Publicado por: Carlos Borges Bahia
Publicado em 31 de julho de 2022

As empresas estatais brasileiras que registraram um prejuízo de R$ 32 bilhões em 2015 no governo de Dilma Rousseff, no ano passado obteve um lucro líquido de R$ 187,7 bilhões.

O principais motivo dos resultado negativo das estatais durante o governo petista foi a política de controle de preços, que começou no governo de Luiz Inácio Lula da Silva, conforme artigo publicado no jornal Valor Econômico, na sexta-feira 29.

No governo Bolsonaro, a política de combate a corrupção e o livre mercado, foram medidas necessárias para reverter a situação, e acabar com o ciclo dos megaprejuízos de estatais liderados por Petrobras, Eletrobras, Correios e Infraero.

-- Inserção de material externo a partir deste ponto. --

Issue #13227, opened 2018-11-20
drawMatches with CV_8UC4 inputs draws on blank background


dan-masek:
Based on the code, seems relevant to all OpenCV versions/platforms.

When I call `cv::drawMatches` with `img1` and `img2` being BGRA images and `outImg` left empty, it doesn't complain. Since the documentation doesn't mention any restrictions on channel count, I assume this is a valid use-case. However, it fails to produce a background that's a composition of the two input images, as happens for 1 and 3 channel images.

The problem seems to be here: https://github.com/opencv/opencv/blob/3.4/modules/features2d/src/draw.cpp#L149

There's no check for invalid image depth as there is in [`drawKeypoints`](https://github.com/opencv/opencv/blob/3.4/modules/features2d/src/draw.cpp#L106), and the `copyTo` ends up reallocating the ROIs (so the master image is unmodified).

Also, IMHO `CV_8UC1` would seem more appropriate than just plain `CV_8U` when checking the `Mat` type (it's not entirely obvious that it means a 1-channel image, even though the enum values are the same).

**Example script:**

    import numpy as np
    import cv2

    imageLeft = cv2.cvtColor(cv2.imread('box.png'), cv2.COLOR_BGR2BGRA)
    imageRight = cv2.cvtColor(cv2.imread('box_in_scene.png'), cv2.COLOR_BGR2BGRA)

    orb = cv2.ORB_create()
    kpLeft, desLeft = orb.detectAndCompute(imageLeft, None)
    kpRight, desRight = orb.detectAndCompute(imageRight, None)

    bf = cv2.BFMatcher(cv2.NORM_HAMMING, crossCheck=True)
    matches = bf.match(desLeft, desRight)

    goodMatches = []
    for m in matches:
        if m.distance < 100:
            goodMatches.append(m)
            
    output = cv2.drawMatches(imageLeft, kpLeft, imageRight, kpRight, [goodMatches[0]], None, flags=0)

    cv2.imwrite('output.png', output)

**Actual output:**

![Actual output](https://user-images.githubusercontent.com/10824015/48800255-8f54fb80-ed09-11e8-9a1c-12efee75ebe3.png)

**Expected output:**

![Expected ouput](https://user-images.githubusercontent.com/10824015/48800264-9714a000-ed09-11e8-8298-9c4ee83a89e8.png)

dan-masek:
What would be the preferred solution to this? 
[...]

PR #13481, opened 2018-12-19
Fix drawMatches and drawKeypoints for BGRA input images

dkurt:
### This pullrequest changes

resolves https://github.com/opencv/opencv/issues/13227

### DIFF
--- a/modules/features2d/src/draw.cpp
+++ b/modules/features2d/src/draw.cpp
@@ -103,9 +103,13 @@ void drawKeypoints( InputArray image, const std::vector<KeyPoint>& keypoints, In
         {
             cvtColor( image, outImage, COLOR_GRAY2BGR );
         }
+        else if( image.type() == CV_8UC4 )
+        {
+            cvtColor( image, outImage, COLOR_BGRA2BGR );
+        }
         else
         {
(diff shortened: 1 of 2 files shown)


modules/features2d/src/draw.cpp
```diff
@@ -103,9 +103,13 @@ void drawKeypoints( InputArray image, const std::vector<KeyPoint>& keypoints, In
         {
             cvtColor( image, outImage, COLOR_GRAY2BGR );
         }
+        else if( image.type() == CV_8UC4 )
+        {
+            cvtColor( image, outImage, COLOR_BGRA2BGR );
```
alalek: It is not needed to force 3 channel images. For example, 4 channel "RGBA" is used on Android.

Update the first "copyTo" condition instead:
```
if (image.type() == CV_8UC3 || image.type() == CV_8UCU)
```

dkurt: If `drawKeypoints` can produce BGRA output images we can expect similar functionality from `drawMatches`. However `drawMatches` takes two inputs and we need to add extra logic to determine output depth.

alalek: We can add BGRA (4 channels) support into drawMatches too: https://github.com/alalek/opencv/commits/pr13481

PR #13482, opened 2018-12-19
Fix python bindings without stitching module

dkurt:
### This pullrequest changes

fix after https://github.com/opencv/opencv/pull/13267


LaurentBerger:
sorry I think that I misunderstood that it was not in core/misc/python but in stitching/misc/python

Com o lucro de 2021, que representou o triplo do valor apurado no exercício anterior, 2020, correspondente a R$ 60 bilhões, as empresas estatais federais pagaram a título de dividendos aos acionistas e juros sobre capital próprio a quantia de R$ 101 bilhões. Especificamente para a União foram pagos R$ 43 bilhões.

Resultados positivos

A Petrobras teve resultado líquido de pouco mais de R$ 107 bilhões, responsável por 57% do lucro geral das empresas federais. Em seguida vem o setor financeiro estatal com o BNDES, lucro de R$ 34 bilhões, equivalente a 18%; Banco do Brasil, quase R$ 20 bilhões, equivalente a 10%; Caixa com R$ 17 bilhões, em torno de 9%; e Eletrobras, R$ 5,7 bilhões, ou 3%.

Somadas, essas companhias responderam por cerca de 98% do resultado líquido final das estatais federais. São 47 grupos de empresas que, com as suas subsidiárias, totalizam 134 companhias. (Fonte: Revista Oeste)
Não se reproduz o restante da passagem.